(571a) Silver-Encapsulated Virus-Imprinted Submicrometer Particles As Potential Antiviral Therapeutics

Tong, Y. W. - Presenter, National University of Singapore
Sankarakumar, N., National University of Singapore

Virus transmitted diseases are one of the major global health challenges, especially in view of the fact that the existing antiviral therapeutics lose their effectiveness with time or due to viral mutations and lead to toxic side effects with prolonged usage. Hence there is an urgent need for the development of effective and safe alternatives to conventional antiviral drugs. In response to this, a novel approach of using high affinity polymeric receptors prepared by a molecular imprinting technique to “catch” viruses was proposed.

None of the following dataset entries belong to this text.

PR #1186, opened 2016-02-04
feat (title): Dynamic Title: Improve SEO

itelo:


zeldar:
I think Dynamic Title Tags are a great idea.  I don't see any immediate security concerns.  Someone with more knowledge on Angular's $root will know.

trainerbill:
Did not like it at first, but coming around.  title: needs to go in the data: on the routes as I don't think it is a ui-router property.  Take out the $rootScope and everything in the article controller as well.  If someone wants to do that on their own so be it but shouldn't be part of the framework.  Or you may be able to pull off the title change in the route file getArticle function.  I think this works in that function so once the article is resolved then this.data.title += article.title.  I think that would be better than injecting $rootScope into the controller.

Not sure on having $root in the server layout.  I would probably like the whole thing better as a directive:

http://stackoverflow.com/questions/23813599/set-page-title-using-ui-router

Ultimately I have no say.

modules/articles/client/views/view-article.client.view.html
```diff
@@ -1,4 +1,4 @@
-<section>
+<section ng-init="addArticleTitle()">
```
mleanos: I'd rather see a `init()` method added to the controller, and then have it called initially in the controller. I think we should avoid `ng-init` as some views might be re-used.

modules/core/client/app/init.js
```diff
@@ -36,11 +36,13 @@ angular.module(ApplicationConfiguration.applicationModuleName).run(function ($ro
         }
       }
     }
+
   });
 
   // Record previous state
   $rootScope.$on('$stateChangeSuccess', function (event, toState, toParams, fromState, fromParams) {
     storePreviousState(fromState, fromParams);
+    $rootScope.$state = $state;
```
mleanos: Why do we need this? I'm not saying it's wrong, just would like to have some context.

modules/articles/client/controllers/articles.client.controller.js
```diff
@@ -8,6 +8,11 @@
   ArticlesController.$inject = ['$scope', '$state', 'articleResolve', 'Authentication'];
 
   function ArticlesController($scope, $state, article, Authentication) {
+
+    $scope.addArticleTitle = function () {
```
mleanos: To go inline with our implementation of John Papa's styleguide, can we do something like the following, after the `vm.save` definition?
```javascript
vm.addArticleTitle = addArticleTitle;
```
and after the Article specific methods, add
```javascript
function addArticleTitle()....
```

modules/core/client/app/init.js
itelo: without this,
```html
<title ng-bind="$state.current.data.pageTitle" ><title>
```
ng-bind="$state.current.data.pageTitle" will not work anymore

zeldar:
+1 for using the Style Guide moving forward for consistency.

mleanos:
I like this feature, and think it will add value to the framework. However, I'd rather see an implementation more along the lines of what @trainerbill suggested (along with the SO answer). 

Also, +1 on adding this to the Article's route config, rather than littering the controller with this.

itelo:
I already finished, but now i'm having some problems with jshint.
I do the same as johnpapa do [here](https://github.com/johnpapa/angular-styleguide#style-y034)
```js
ArticleTitle();

function ArticleTitle() {
  if (article.title) {
    $state.current.data.pageTitle += article.title;
  }
}
```
and gulp waring this
```bash
ArticleTitle();
^ Missing 'new' prefix when invoking a constructor.
```

I can't see anything wrong...

mleanos:
@itelo Where is this code? In the route config? I think since the function is title cased. The jshint is probably considering that a constructor.. just rename your function to `articleTitle`

itelo:
@mleanos thanks, now everything is running (:

mleanos:
What about trying this? http://stackoverflow.com/a/23814161/2228227

modules/core/client/app/init.js
mleanos: http://stackoverflow.com/a/23814161/2228227 as @trainerbill suggested would be better, IMO

itelo:
I've tried this before, but I got two problems:

1. the $stateChangeSuccess runs before the articleService receive the article, so i cant put the article title in title
2. the directive always get undifiened

itelo:
@mleanos now, is everything in a directive (:

modules/articles/client/config/articles.client.routes.js
```diff
@@ -38,10 +46,13 @@
         controller: 'ArticlesController',
         controllerAs: 'vm',
         resolve: {
-          articleResolve: getArticle
+          articleResolve: getArticle,
+          pageTitle: ['articleResolve', function (articleResolve) {
+            return 'MEAN.JS - Edit Article ' + articleResolve.title;
```
mleanos: Does this have to have it's own resolve? Can the `pageTitle` be updated when the `getArticle` promise is resolved?

I think Andrew mentioned that in his comment.. something like..

```javascript
function getArticle($stateParams, ArticleService) {
  var articlePromise = ArticleService.get({
  }).$promise;

  articlePromise.then(function (article) {
    this.data.pageTitle += article.title;
  });

  return articlePromise;
}
```

@trainerbill is that along the lines of what you were thinking? And would that work?

modules/articles/client/controllers/articles.client.controller.js
```diff
@@ -8,6 +8,7 @@
   ArticlesController.$inject = ['$scope', '$state', 'articleResolve', 'Authentication'];
 
   function ArticlesController($scope, $state, article, Authentication) {
+
```
mleanos: Remove empty line

modules/articles/client/controllers/articles.client.controller.js
```diff
@@ -48,5 +49,6 @@
         vm.error = res.data.message;
       }
     }
+
```
mleanos: Remove this empty line too, so there's no diff in this file.

modules/core/client/app/init.js
mleanos: Is this still needed? Doesn't the `getWorkingState` function in your directive take care of getting the current state?

modules/core/client/config/core-admin.client.routes.js
```diff
@@ -8,8 +8,13 @@ angular.module('core.admin.routes').config(['$stateProvider',
...
         url: '/admin',
         template: '<ui-view/>',
+        resolve: {
+          pageTitle: function () {
+            return 'MEAN.JS';
+          }
+        },
         data: {
-          roles: ['admin']
+          roles: ['admin'],
```
mleanos: Remove comma. There's a few other places that have unnecessary comma's after the `data.roles` definition.

modules/core/client/directives/title.client.directives.js
```diff
@@ -0,0 +1,29 @@
+'use strict';
+
+angular.module('core').directive('updateTitle', ['$rootScope', '$timeout', '$interpolate', '$state',
```
mleanos: Can you come up with a better name for the directive? Also, whatever name you land on, match the name of the file with it.

modules/articles/client/config/articles.client.routes.js
mleanos: You'll have to put the state into it's own var, since `this` will change..
```javascript
function getArticle($stateParams, ArticleService) {
  var state = this;
  ......
    state.data.pageTitle += article.title;
  .....
```

mleanos:
@itelo This looks much better. Thanks! I left a few comments.

@trainerbill Review?

trainerbill:
I don't like pageTitle in resolve.  Is there a reason it can't be in data?  @mleanos your comment above with the promise is along the lines of what I was thinking.

itelo:
@mleanos @zeldar @trainerbill thank you for the feedback, now i think this looks much better (:

modules/core/client/app/init.js
```diff
@@ -36,6 +36,7 @@ angular.module(ApplicationConfiguration.applicationModuleName).run(function ($ro
         }
       }
     }
+
```
mleanos: Remove empty line

modules/core/client/directives/title.client.directives.js
```diff
@@ -0,0 +1,29 @@
...
+
+          var title = (getWorkingState($state.$current));
+
+          $timeout(function () {
+            element.text(title);
+          }, 0, false);
+
+        };
+
+        function getWorkingState(currentState) {
```
mleanos: Probably should change the name of this function since it returns the `title` now.

modules/users/client/config/users.client.routes.js
```diff
@@ -15,32 +15,50 @@ angular.module('users').config(['$stateProvider',
...
+        templateUrl: 'modules/users/client/views/settings/change-profile-picture.client.view.html',
+        data: {
+          pageTitle: 'MEAN.js - Settings picture'
+        }
       })
       .state('authentication', {
         abstract: true,
         url: '/authentication',
-        templateUrl: 'modules/users/client/views/authentication/authentication.client.view.html'
+        templateUrl: 'modules/users/client/views/authentication/authentication.client.view.html',
```
mleanos: Unnecessary comma

mleanos:
@itelo This looks really good now. Thanks! I pulled this branch down and tested as well, and everything is working beautifully. 

I left a few minor comments. Overall, I like how this turned out.

mleanos:
LGTM! Thanks, again @itelo!

itelo:
@mleanos Done (:

codydaig:
@itelo Overall looks great. If you can update the commit message to match the [commit message guidelines](https://github.com/meanjs/mean/blob/master/CONTRIBUTING.md#commit-message-guidelines) we can get this merged in.

itelo:
@codydaig everything looks great now? (:

codydaig:
Not quite. The actual commit message needs to be changed, not just the title of the PR.

itelo:
@codydaig now?

codydaig:
:+1: Awesome! Thanks! Going to give this a day or two to ensure no objections from the rest of the team, but I don't see an issue with merging.

trainerbill:
@codydaig @itelo 
modules/core/client/directives/title.client.directives.js
Does not meet style requirements

I think the directive title should be a little more unique than title.  pageTitle to go along with the data: object.

Other than that, it is exactly how I saw it in my head.  good work @itelo

trainerbill:
@itelo You should also update the tests:

https://github.com/meanjs/mean/blob/master/modules/articles/tests/client/articles.client.routes.tests.js

Would like to see one passing test to make sure title is there, and one that passes without a title as title should not be required.

Not sure why there are no core route tests anywhere in the project, but the articles routes should suffice.

rhutchison:
In some places, you have "MEAN.js" others "MEAN.JS".  Beside the inconsistency, I do not like that it's hard-coded.  Maybe there can be some sort of template or config value, that would make it easy to change.

itelo:
@rhutchison I totally agree with you, so i did some adjustments (:

rhutchison:
Thanks.  Can you also come up with a different name for the directive?  Maybe [pageTitle](https://github.com/meanjs/mean/pull/1186#issuecomment-182184179) or something else?

itelo:
@rhutchison would you like change the file name too, like @trainerbill said? page-title.client.directive.js

rhutchison:
LGTM - Great job

modules/core/client/directives/page-title.client.directives.js
```diff
@@ -0,0 +1,36 @@
+'use strict';
```
rhutchison: [IIFE](https://github.com/johnpapa/angular-styleguide#iife)

itelo:
Should I put pageTitle directive in john papa sytle code? I have this question due to all core isn't in style code...

trainerbill:
@itelo I would JP stylize it so a PR in the future does not have to.  I would personally rather see pageTitle as it is more unique than title which may collide in a custom submodule.

ilanbiala:
@itelo we're currently converting the code to follow the John Papa style guide, so please do that for this PR as well.

itelo:
@ilanbiala i already do that (:

ilanbiala:
Okay, I just wanted to clarify because I saw some confusion above.

rhutchison:
LGTM

mleanos:
LGTM. I pulled this down, and tested again. Everything is working as expected. Thanks, again @itelo

ilanbiala:
LGTM.

trendzetter:
@itelo I am getting a different error on pages that do not have data in their state definition:
```
Error: currentState.data is undefined
getTitle@http://localhost:3000/modules/core/client/directives/page-title.client.directives.js:30:1
```

trendzetter:
`if (currentState.data && currentState.data.pageTitle) {`
Fixes both errors.

trainerbill:
I am going to get chastised for this, but it is way too complex for what it does.  I pulled this into my fork and tried to write a test and it was just too complex.  So I reworked it

```js
(function() {
  'use strict';

  angular
    .module('core.routes')
    .directive('pageTitle', pageTitle);

  pageTitle.$inject = ['$rootScope', '$timeout', '$interpolate', '$state'];

  function pageTitle($rootScope, $timeout, $interpolate, $state) {
    var directive = {
      retrict: 'A',
      link: link
    };

    function link(scope, element) {

      $rootScope.$on('$stateChangeSuccess', listener);

      function listener(event, toState) {
        if (toState.data && toState.data.pageTitle) {
          element.html(toState.data.pageTitle);
        } else {
          element.html('No Title');
        }
      }
    }

    return directive;
  }
})();
```

It does not do the article title but simplifies the entire directive.  I think this should be in the core and then make some logic in the article module to append the article title... though I don't even think that is necessary.

itelo:
@trendzetter I was thinking about your error:
```bash
Error: text is undefined
$interpolate@http://localhost:3000/lib/angular/angular.js:11739:11
getTitle@http://localhost:3000/modules/core/client/directives/page-title.client.directives.js:32:28
```
this should not happen due to ```if (currentState.data)```, can you specify with an example?

trendzetter:
I get this when I import modules created before the current change:
```
      .state('rulesets.create', {
        url: '/create',
        templateUrl: 'modules/rule-sets/client/views/form-rule-set.client.view.html',
        controller: 'RuleSetsController',
        controllerAs: 'vm',
        resolve: {
          ruleSetResolve: newRuleset
        },
        data: {
          roles: ['user', 'admin']
        }
      })
```

trainerbill:
@codydaig since you merged, what do you think on my comment above?  Up to you.

mleanos:
@trainerbill If I may jump in here.. I was actively involved with this PR. 

I do like how your version is much simpker. Do you see any limitations with doing it your way?

What do you mean by "it does not do the article title"? Also, what should go in core? This directive already reaides in the core module. 

Can you share what the test you wrote for your version looks like?

trainerbill:
@mleanos 

```js
(function() {
  'use strict';

  describe('core.client.directive.page.title.js', function() {
    var $compile,
      $rootScope,
      $state,
      $scope,
      $templateCache;

    beforeEach(module('core'));

    beforeEach(inject(function(_$compile_, _$rootScope_, _$state_, _$templateCache_){
      $compile = _$compile_;
      $rootScope = _$rootScope_;
      $state = _$state_;
      $templateCache = _$templateCache_;
      $scope = $rootScope.$new();
    }));

    it('should inject the state.data.pageTitle into DOM', function() {
      $templateCache.put('modules/core/client/views/core.client.views.home.html', '<div></div>');
      var element = $compile('<div page-title></div>')($rootScope);
      $rootScope.$digest();
      expect(element.html()).to.equal('Welcome');
    });

    it('should inject the core page title constant into DOM if page title doesnt exist on the state', function() {
      $templateCache.put('modules/core/client/views/core.client.views.home.html', '<div></div>');
      $state.get('home').data.pageTitle = undefined;
      $state.transitionTo('home');
      var element = $compile('<div page-title></div>')($rootScope);
      $scope.$digest();

      expect(element.html()).to.equal('Modern MEAN');
    });
  });
})();

```

The complexities of this implementation reside in the fact that he is putting the article title in the title.  My implementation only puts the state.data.pageTitle. I think that this is what needs to be in the core module, and IF you want the article title then you put that in the article module.  In the resolve of the route just change the state.data.pageTitle to concat the article title.

trainerbill:
To take it a bit further I also created a .constants(CORE_CONSTANTS and have a default title instead of 'No Title'.  To me this is just a better implementation.  If someone takes out the articles module they would have no need for half of this directive, so handle all the other jazz in the article module if you want to.

trainerbill:
I don't see any reason to do all the getTitle work in this directive.  It should simply take whats in the state.data.pageTitle and insert it into DOM.  I am fairly confident that you can just update state.data.pageTitle in the route file in the getArticle function when the promise resolves.  Set var resolve = this,  when the article resolves do resolve.data.pageTitle + article.title.  $stateChangeSuccess does not fire until the article promise resolves so the directive would get the update.  However I didn't work on this directly.  I don't even think its necessary to add the article title to the main title, but if its wanted I am fairly confident this proposal is a better one.

mleanos:
I think you're right. However, the current directive does just get the title from the state; unless I'm missing something. Although, it does go about it in a compkex manner. So your version is probably a better way.

trainerbill:
@mleanos True.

Molecular imprinting is a simple and promising technique that aids in replicating the recognition property of natural molecules like antibodies. This technique involves the creation of imprinted or recognition sites within a polymer matrix through the specific assembly of monomers around the template-to-be imprinted. Molecularly imprinted polymers (MIPs) can be tailored to have a wide range of chemical functionalities and mechanical properties and have been commercially useful in many applications such as separation and purification, analytical chemistry and sensing. In this research, we are following up on our recent work using MIP nanoparticles imprinted with viruses that have been shown to hinder viral infections with a novel virus-deactivation methodology through the encapsulation of silver nanoparticles.

A simple bacteriophage was used as the model virus in this study. Dodecanethiol (DDT) capped silver (Ag) nanoparticles were synthesized through a reduction reaction. The Ag-DDT nanoparticles were encapsulated in a first stage of miniemulsion polymerization to prepare Ag-DDT encapsulated core particles. Subsequently, surface modifications to immobilize the virus and imprinting shell layer synthesis were performed to prepare the Ag-DDT core-shell virus imprinted nanoparticles (Ag-viMIPs). The Ag-viMIPs showed positive anti-viral effect that significantly hindered phage infection of host bacteria as compared to the controls. The nanosilver encapsulation did not affect the host cell growth and viability and the AgviMIPs and viMIPs (particles without Ag) displayed comparable adsorption behavior and antiviral activities. Primarily, Ag nanoparticles have been widely known only as an antibacterial agent, however, few recent studies have reported its effectiveness against many viral species. Hence Ag-encapsulated virus MIPs can be used as viral “sponge” which would adsorb, remove and inactivate adsorbed pathogenic viruses from contaminated water thereby regenerating the particles for subsequent use.